3 why kubectl top error?

Kubectl top pod -v=10 kubectl top pod -v=10 kubectl top pod -v=10

If the metric-Server is not deployed or the POD is running abnormally, check the POD logs
Error “Not found”, default 1 minute
Check whether kubelet’s 10255 port is open. By default, kubelet uses this read-only port to obtain metrics. You can also add certificates to the metric server configuration and change it to 10250 authentication port

[root@centos ~]$kubectl top node -v=10 I0925 10:28:36.123146 6251 loader.go:375] Config loaded from file / data/home/mervinwang /. Kube/config I0925 10:28:36. 124198 6251 round_trippers. Go: 423] the curl - k - v - XGET - H "Accept: Application /json, */*" -h "user-agent: kubectl-1.16/v1.16.3 (Linux/AMD64) kubernetes/ 9E16566" -H "Authorization: Bearer" 'https://x.x.x.x:19170/api? Timeout = 32 s' I0925 10:28:36. 154052 6251 round_trippers. Go: 443] GET https://x.x.x.x:19170/api? Timeout =32s 200 OK in 29 milliseconds I0925 10:28:36.15497 round_trippers. Go: 497] Response Headers: I0925 10:28:36.154119 6251 round_trippers. Go :452] Content-length: 158 I0925 10:28:36.154181 round_trippers. Go :452] Date: Sat, 25 Sep 2021 02:28:36 GMT I0925 10:28:36.154194 6251 round_trippers. Go :452] AUDit-id: 75ac3ab4-f3F8-4b8f-9abc-701256a805d3 I0925 10:28:36.154252 6251 round_trippers.
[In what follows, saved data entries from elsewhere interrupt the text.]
PR #389, opened 2026-01-07
fix(ToolNode): pass correct inputs to tool nodes

akshaylive:
Scenario:

1. LLM invokes multiple instances of the same tool, such as ["Web Search", "Web Search"]
1. [This line](https://github.com/UiPath/uipath-langchain-python/blob/main/src/uipath_langchain/agent/react/router.py#L89) schedules multiple tool nodes to run in parallel.
1. Each tool node picks up the [first matching tool call](https://github.com/UiPath/uipath-langchain-python/blob/main/src/uipath_langchain/agent/tools/tool_node.py#L86-L88) from the state. This means that both of the web search tools will execute the first tool call.

Fix is to send the correct `ToolCall` details to the tool node. This also simplifies the tool node implementation.

## Development Package

```toml
[project]
dependencies = [
  # Exact version:
  "uipath-langchain==0.3.3.dev1003891788",

  # Any version from PR
  "uipath-langchain>=0.3.3.dev1003890000,<0.3.3.dev1003900000"
]

[[tool.uv.index]]
name = "testpypi"
explicit = true

[tool.uv.sources]
```

### DIFF
--- a/src/uipath_langchain/agent/tools/tool_node.py
+++ b/src/uipath_langchain/agent/tools/tool_node.py
@@ -4,13 +4,14 @@ from collections.abc import Sequence
 from inspect import signature
 from typing import Any, Awaitable, Callable, Literal
 
-from langchain_core.messages.ai import AIMessage
 from langchain_core.messages.tool import ToolCall, ToolMessage
 from langchain_core.runnables.config import RunnableConfig
 from langchain_core.tools import BaseTool
 from langgraph._internal._runnable import RunnableCallable
 from langgraph.types import Command
 from pydantic import BaseModel
+
+from ..react.types import AgentGraphState
 
 # the type safety can be improved with generics
 ToolWrapperType = Callable[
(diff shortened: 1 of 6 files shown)


andreitava-uip (changes requested):
The design is overall what I was going for as well, however this PR has 2 issues:
1. We still need to pass the entire state to the node, even with the send API. The wrapper requires the state to be passed as many of them rely on it (static args wrapper, job attachments wrapper)
2. This is more of a nit, but It would be nice for our ToolNode to support both direct ToolCalls and entire state passing. These changes as they are now force anybody wanting to use the node into the Send API.

src/uipath_langchain/agent/tools/tool_node.py
```diff
@@ -61,7 +64,7 @@ def _func(self, state: Any, config: RunnableConfig | None = None) -> OutputType:
         return self._process_result(call, result)
 
     async def _afunc(
-        self, state: Any, config: RunnableConfig | None = None
+        self, state: AgentGraphState, config: RunnableConfig | None = None
```
andreitava-uip: do not make this AgentGraphState.
We need the entire state here, including the input args, for which there is the runtime dynamically created type `CompleteAgentGraphState`. Unfortunately since it's created at runtime we cannot annotate with it.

Go :452] content-type: Application /json I0925 10:28:36.154321 6251 Request. Go :968] Response Body: {" kind ":" APIVersions ", "versions:" [] "v1", "serverAddressByClientCIDRs" : [{" clientCIDR ":" 0.0.0.0/0 ", "serverAddress" : "CLS - o5e B179u.ccs.tencent-cloud.com :60002"}]} I0925 10:28:36.154683 6251 round_trippers. Go :423] curl -k-v-xget-h" Kubectl-1.16 / V1.16.3 (Linux/AMD64) Kubernetes / 9E16566 "-H "Authorization: Bearer" -H "Accept: application/json, * / * "' https://x.x.x.x:19170/apis?timeout=32s' I0925 10:28:36. 233840 6251 round_trippers. Go: 443] the GET https://x.x.x.x:19170/apis?timeout=32s 200 OK in 79 milliseconds I0925 10:28:36. 233883 6251 round_trippers. Go: 449] Response Headers: I0925 10:28:36.233895 6251 round_trippers. Go :452] audit-id: D7b4c46c-3dff-42a8-a64c-8b2423372710 I0925 10:28:36.233912 6251 round_trippers. Go :452] content-type: Application /json I0925 10:28:36.233927 6251 round_trippers. Go :452] Date: Sat, 25 Sep 2021 02:28:36 GMT......Copy the code

Kubectl top pod = kubectl top POD

The top command is the same as the top command, so it can not be directly compared with the top command. In addition, even if you set the limit on pod, the top command can still see the total memory and CPU of the machine, not pod can be allocated

The RSS of a process is all the physical memory used by the process (file_rss+ anon_RSS). Anonymous pages+Mapped apges
Cgroup RSS (Anonymous and Swap cache Memory) does not contain shared memory. Neither contains a file cache.